PR #3646, opened 2023-07-12
Added when to use Progress stepper

### LINKED ISSUE #3571: Add "When to use progress stepper vs wizard vs progress bar" guidance
It seems users are seeing the wizard and the progress stepper as interchangeable components.

Should clarify how they are different and what their intended uses were. I think that the wizard is more for step by step flows where users have to complete forms, where as a progress stepper was more to show a process loading in the background - in other words, its a more detailed progress bar. However, this is just my perspective on this, and it might be wrong.

Task:
- look into what the progress stepper was intended for
- Brush up progress stepper guidelines to be more specific and not sound like an interchangeable component to wizard
- add "when to use X vs Y guidance" in all these guidelines

wolfeallison:
closes #3571

### DIFF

◆ **TASK DETAILS**:
Restate word for word the lines from the one holding "- Brush up progress" through the last line of the listing, omitting every earlier line.

◆ **RESULT**:
- Brush up progress stepper guidelines to be more specific and not sound like an interchangeable component to wizard
- add "when to use X vs Y guidance" in all these guidelines

wolfeallison:
closes #3571

### DIFF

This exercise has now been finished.